話說回來,不僅是帝國,你到歷史上去查查,媒體什麼時候不是代表利益獲得階層說話的。這個階層有錢有勢,只要傳媒肯開價賣,比如說言論自由,能夠出價買的,一定是既得利益階層。
相反,最需要有人替自己說話的弱勢群體,肯定得不到多少關注,因為他們沒錢,所以也就沒品味,所以也就缺乏美感,所以也就吸引不到廣告商,所以老闆就可以名正言順地忽視他們,老闆也要賺錢嘛。」
梅先文道:「照校長的說法,沒錢的人就沒有發言權了。」
劉雲飛道:「也不盡然,但是很難。任何時候,利益輸出集團的人數總是大於利益輸入集團。如果這個受剝削集團或弱勢集團能夠團結一致,形成自己的核心領導。

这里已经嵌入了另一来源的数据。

PR #4070, opened 2020-06-08
DHFPROD-4881: Save table columns when saving a query with flat fields

timur-isangulov:
### Description
includes DHFPROD-5058
Apply query isn't implemented in this pr because the backend work of the DHFPROD-5100 is needed for supporting this. 
#### Checklist: 
```diff
- Note: do not change the below
```

-  ##### Owner:

- [x] Added Tests
  

- ##### Reviewer:

- [x] Reviewed Tests

### DIFF
--- a/marklogic-data-hub-central/ui/src/util/search-context.tsx
+++ b/marklogic-data-hub-central/ui/src/util/search-context.tsx
@@ -15,6 +15,7 @@ type SearchContextInterface = {
   selectedQuery: string,
   zeroState: boolean,
   manageQueryModal: boolean,
+  selectedTableProperties: any,
 }
 
 const defaultSearchOptions = {
@@ -30,6 +31,7 @@ const defaultSearchOptions = {
   selectedQuery: 'select a query',
   zeroState: false,
   manageQueryModal: false,
+  selectedTableProperties: [],
 }
 
 interface ISearchContextInterface {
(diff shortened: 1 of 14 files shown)


marklogic-data-hub-central/ui/src/util/search-context.tsx
```diff
@@ -385,7 +389,7 @@ const SearchProvider: React.FC<{ children: any }> = ({ children }) => {
     });
   }
 
-    const applySaveQuery = (searchText: string, entityTypeIds: string[], selectedFacets: {}, selectedQuery: string, zeroState = false, manageQueryModal = false) => {
+    const applySaveQuery = (searchText: string, entityTypeIds: string[], selectedFacets: {}, selectedQuery: string, propertiesToDisplay: string[], zeroState = false, manageQueryModal = false) => {
```
brucean52, line 392: I would consider refactoring the variables into an options object. You can create an interface that goes with it, and share it across components that call the applySaveQuery function.

timur-isangulov: Thanks, will implement interface in next story.

timur-isangulov:
This is refactoring pr I didn't add new tests. Will add tests in the next pr where apply query is implemented.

比如說,掌握一個政權。然後,就可以利用政權的力量,抵抗金錢及其它東西的收買,迫使傳媒等宣傳工具為弱勢集團所用。
但是,其難度在於,如何確保這個政權中的成員,一直是弱勢群體的代表。
居於領導地位的人,很容易轉變成另一類既得利益者,並傾向於與其應該抵抗的人聯手。這時候,傳媒處境往往很尷尬。
通常是打著為平民服務的幌子,為某個上司,比如省長市長,做宣傳。
對內,平民稱其為官僚。在外,敵人稱其為專制。這種時候,各方勢力往往都傾向於言論自由。
但實際上,如我們剛才分析,這種選擇對平民只有短暫的好處。
一個相對集權而忠於自己集團的政權和制度才是平民所需要的。加強對各級官員的監督,甚至定期清除腐敗和不穩定分子,才是正確的選擇。」
崔思華道:「看來這些都不是咱們的問題,該由女人去操心才對。咱們應該操心的是,如何保證沒有那種正義感強,不受收買的女人進入傳媒。等到有人大聲攻擊帝國政府的時候,恐怕已經不容易收拾了。」
劉雲飛道:「這種擔心是正確的。作為一個集團,總是可以被收買的。但是單個人,卻往往有認死理的。個人和集團永遠不能等同起來。
一些壞人組成的集團說不定還幹些好事,而一些個個都像紳士的人組成的集團倒可能壞事做盡。
像我家裡的聯絡處成員,實際上她們在外面的活動都是有利於帝國不利於女人的,但不妨礙她們在家裡對其他姐姐妹妹好。」
崔思華道:「看來她們也不知道自己所作所為的真正意義。畢竟,帝國是不動聲色地收買一個群體,用不著跟這個群體中的每一個成員討論。這也是我為什麼擔心的原因。」
劉雲飛道:「帝國對此心裡清楚。在具體措施上,有一系列手段防止這種事情的發生。首先,對帝國制度有所懷疑的人根本沒有機會進入這個行業。這個行業中的人員,只有在經過帝國和老闆的安全調查後才可以開始工作。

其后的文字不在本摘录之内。